5. Brun the Robber/L'inglesina/Lady Isabel and the Elf-Knight     6. De Två Systrarna / The Cruel Sister      7.  Interactive Exercises



6.   De Två Systrarna (The two sisters ) / Cruel Sister


This Scandinavian ballad, De Tva Systrarna, is the root for the Scottish variant that follows.


Där bodde en bonde vid sjöastrand
Blåser kallt kallt väder över sjön
Och tvenne döttrar hade han.
Blåser kallt kallt väder över sjön.

Den ena var vit som den klara sol
Blåser kallt kallt väder över sjön
Den andra var svart som den svartaste kol.
Blåser kallt kallt väder över sjön.

”Vi tvättar oss bägge i vattnet nu
Så blir jag väl som viter som du.”

”Å tvättar du dig både nätter och dar
Så aldrig du blir som viter som jag.”

Och som de nu stodo på sjöastrand
Så stötte den fulaste sin syster av sand.
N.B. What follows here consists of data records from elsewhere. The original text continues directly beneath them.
PR #538, opened 2020-12-01
Add commands for image automation API

squaremo:
This will add commands of all the expected varieties, for dealing with the image automation API.

EDIT: removed the dithering over `auto` vs `image`; the latter is more fluent (and less typing).

NB the ImagePolicy object does not get {reconcile,suspend,resume} subcommands, since it doesn't follow the reconcile/suspend protocol. It's sufficient at present for the ImageRepository to have these.


cmd/flux/get.go
```diff
@@ -33,3 +44,71 @@ func init() {
...
+	if !allNamespaces {
+		listOpts = append(listOpts, client.InNamespace(namespace))
+	}
+	err = kubeClient.List(ctx, get.list.AsObject(), listOpts...)
+	if err != nil {
+		return err
+	}
+
+	if get.list.Len() == 0 {
+		logger.Failuref("no imagerepository objects found in %s namespace", namespace)
```
hiddeco, line 101:
```suggestion
		logger.Failuref("no ImageRepository objects found in %s namespace", namespace)
```

(I aligned this awhile ago as we were using a mixture of camelcase and lowercase names throughout the codebase).

cmd/flux/get.go
```diff
@@ -33,3 +44,71 @@ func init() {
 		"list the requested object(s) across all namespaces")
 	rootCmd.AddCommand(getCmd)
 }
+
+type summarisable interface {
+	AsObject() runtime.Object
+	Len() int
+	SummariseAt(i int, includeNamespace bool) []string
```
hiddeco, line 50: `SummariseItem` or `SummariseRow` maybe? The `At` did not really ring any bells with me.

squaremo:
Pinned the two image-* API module versions to v0.1.0, and rebassed on main.

stefanprodan (approved):
LGTM

Happy holidays @squaremo 🎄

squaremo:
The gift of a PR review! 🎁 🎄 🎁

Issue #360, opened 2020-10-19
gotk create source git does not create secret for ssh


vchrisb:
I'm using following gotk (version 0.1.8, macos) command to create a git source with ssh for a private github repo;
```
gotk create source git reponame \
  --url="ssh://git@github.com/vchrisb/<repo>" \
  --branch=master \
  --interval=30s \
  --export
```

But it somehow gotk does not recognise, that the scheme is `ssh` and hence doesn't trigger the creation of a deploy key.

The output is:
```
---
apiVersion: source.toolkit.fluxcd.io/v1beta1
kind: GitRepository
metadata:
  name: k8s-home
  namespace: gotk-system
spec:
  interval: 30s
  ref:
    branch: master
  url: ssh://git@github.com/vchrisb/<repo-name>
```

I looked at the sources, but can't figure out why it isn't triggered https://github.com/fluxcd/toolkit/blob/main/cmd/gotk/create_source_git.go#L188

stefanprodan:
When using export we don't generate secrets, as that means storing the secret in clear in your repo. If you want to do that, then run `gotk create source git` without `--export` then do:
```
gotk export source git reponame --with-credentials > source.yaml
```

vchrisb:
thx. Still not sure I understand the flow here.
Why not doing the same for bot cases, with `--export` and without? Just add the option `--with-credentials` if one wants the credentials exported?

Currently I understand I have two options to persist the source in the fleet repo:
```
gotk create source git reponame \
  --url="ssh://git@github.com/vchrisb/<repo>" \
  --branch=master \
  --interval=30s
gotk export source git reponame > ./dev-cluster/reponame.yaml
```
or alternatively:
```
opensssl ...
kubectl create secret --name reponame_secret ...
gotk create source git reponame \
  --url="ssh://git@github.com/vchrisb/<repo>" \
  --branch=master \
  --interval=30s  \
 --secret-ref=reponame_secret  \
 --export > ./dev-cluster/reponame.yaml
```

sorry I'm new with the toolkit and may misunderstand the flow. :/

PR #547, opened 2020-12-04
Add create secret git command

stefanprodan:
This PR adds a command for generating Kubernetes secrets with Git credentials.

```sh
# Create a Git SSH authentication secret using an ECDSA P-521 curve public key
  flux create secret git podinfo-auth \
    --url=ssh://git@github.com/stefanprodan/podinfo \
    --ssh-key-algorithm=ecdsa \
    --ssh-ecdsa-curve=p521

  # Create a secret for a Git repository using basic authentication
  flux create secret git podinfo-auth \
    --username=username \
    --password=password

  # Create a Git SSH secret on disk and print the deploy key
  flux create secret git podinfo-auth \
    --url=ssh://git@github.com/stefanprodan/podinfo \
    --export > podinfo-auth.yaml

  yq read podinfo-auth.yaml 'data."identity.pub"' | base64 --decode

  # Create a Git SSH secret on disk and encrypt it with Mozilla SOPS
  flux create secret git podinfo-auth \
    --namespace=apps \
    --url=ssh://git@github.com/stefanprodan/podinfo \
    --export > podinfo-auth.yaml

    --in-place podinfo-auth.yaml
```

Fix: #360
Fix: https://github.com/fluxcd/flux2-multi-tenancy/issues/3

### DIFF
--- a/cmd/flux/create_secret_git.go
+++ b/cmd/flux/create_secret_git.go
@@ -1,0 +1,173 @@
+/*
+Copyright 2020 The Flux authors
+
+Licensed under the Apache License, Version 2.0 (the "License");
+you may not use this file except in compliance with the License.
+You may obtain a copy of the License at
+
+    http://www.apache.org/licenses/LICENSE-2.0
+
+Unless required by applicable law or agreed to in writing, software
+distributed under the License is distributed on an "AS IS" BASIS,
+WITHOUT WARRANTIES OR CONDITIONS OF ANY KIND, either express or implied.
+See the License for the specific language governing permissions and
+limitations under the License.
+*/
+
+package main
+
+import (
+	"context"
+	"crypto/elliptic"
+	"fmt"
+	"net/url"
+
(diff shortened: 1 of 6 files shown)


cmd/flux/create_secret_git.go
```diff
@@ -0,0 +1,170 @@
...
+
+	secret := corev1.Secret{
+		ObjectMeta: metav1.ObjectMeta{
+			Name:      name,
+			Namespace: namespace,
+			Labels:    secretLabels,
+		},
+	}
+
+	if strings.HasPrefix(u.Scheme, "ssh") {
```
hiddeco, line 123: Think it would be more appropriate to do something like:

```
switch u.Scheme {
	case "http", "https":
		// HTTP auth logic
	case u.Scheme == "ssh":
		// key generator logic
	default:
		// throw err
}
```

hiddeco (approved):
LGTM :+1:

”Kära min syster du hjälp mig i land
Och dig vill jag giva min lille fästeman.”

”Din fästeman honom får jag ändå

Men aldrig ska du mer på gröna jorden gå.”
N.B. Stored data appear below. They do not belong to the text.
PR #548, opened 2020-12-04
Fix list parsing issue in the docs

relu:


docs/get-started/index.md
```diff
@@ -36,6 +36,7 @@ The install script downloads the flux binary to `/usr/local/bin`.
 
 If using Arch Linux, there are three packages published in AUR you can use to
 install `flux`:
+
```
hiddeco, line 39: The `scm` can be removed from the get started, but I would still name it in the `README.md`.

relu: Makes sense to me.

stefanprodan (approved):

hiddeco (approved):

Där bodde en spelman vid en strand
Han såg i vattnet var liket det sam.
Spelemannen henne till stranden bar
Och gjorde av henne en harpa så rar

Spelemannen tog hennes guldgula hår
Harporsträngar därav han slog

Spelemannen tog hennes fingrar små
Gjorde harpan tapplor på
Spelemannen tog hennes snövita bröst
Harpan hon klinga med ljuvelig röst

Så bar harpan i bröllopsgård
Där bruden hon dansar med gulleband i hår

Trenne slag uppå gullharpan rann
Den bruden har tagit min lille fästeman

Om söndan så satt hon i brudstol röd
Blåser kallt kallt väder över sjön
Om måndan hon brändes i aska och dö
Blåser kallt kallt väder över sjön.

Once lived a peasant near a lakeshore

Cold, cold winds are blowing from the lake

Two daughters he had

Cold, cold winds are blowing from the lake


One of them was bright like the sun

Cold, cold winds are blowing from the lake

The other was dark like the darkest coal/charcoal

Cold, cold winds are blowing from the lake


Come; let us go end wash ourselves in the lakeshore

Cold, cold winds are blowing from the lake

So I will be as white as you

Cold, cold winds are blowing from the lake


Washing yourself day and night

Cold, cold winds are blowing from the lake

Will never make you as bright as I am

Cold, cold winds are blowing from the lake


When they stood there on the lakeshore

Cold, cold winds are blowing from the lake

Pushed the oldest one her sister to water

Cold, cold winds are blowing from the lake


Oh my dearest sister, help me to the shore

Cold, cold winds are blowing from the lake

I will give you my beloved one

Cold, cold winds are blowing from the lake


Your beloved one will come to me anyway

Cold, cold winds are blowing from the lake

But you shall never walk on God’s green land anymore

Cold, cold winds are blowing from the lake


There lived a folk musician close to the shore

Cold, cold winds are blowing from the lake

He saw in the bay the swimming corpse

Cold, cold winds are blowing from the lake


He carried the little maiden to the shore

Cold, cold winds are blowing from the lake

Of her body made the sweetest harp

Cold, cold winds are blowing from the lake


He took the little maiden’s golden hair

He made tiny strings on the harp

The musician took her tiny fingers

He made (tapplor?) on/of the harp


He took the little maiden’s snow-white breasts

This harp shall tickle delightful sounds


Then they took to the wedding (garden)

Cold, cold winds are blowing from the lake

Where the bride danced with golden ribbon on her hair

Cold, cold winds are blowing from the lake


Three sounds from the harp were blown/played

Cold, cold winds are blowing from the lake

That bride had taken my beloved one


When the third sound from the harp was played

Cold, cold winds are blowing from the lake

The maiden who sat on the bride’s chair was dead

Cold, cold winds are blowing from the lake



Cruel sister

(Child 10)

The ballad Cruel Sister or Two Sisters as we have seen comes from the Scandinavian countries where it is still sung. As usual when a ballad comes from another country you lose details or you add deeds and characters that are closer to the communities that sing the tale. However there are so many versions of this ballad in all Scandinavian languages with so many variants that it is impossible to go back to a feasible original story. As the ballad exists in English in form of fairy tale and it contains many recurrent episodes found in some Scandinavian versions we can attain to this as a possible complete story.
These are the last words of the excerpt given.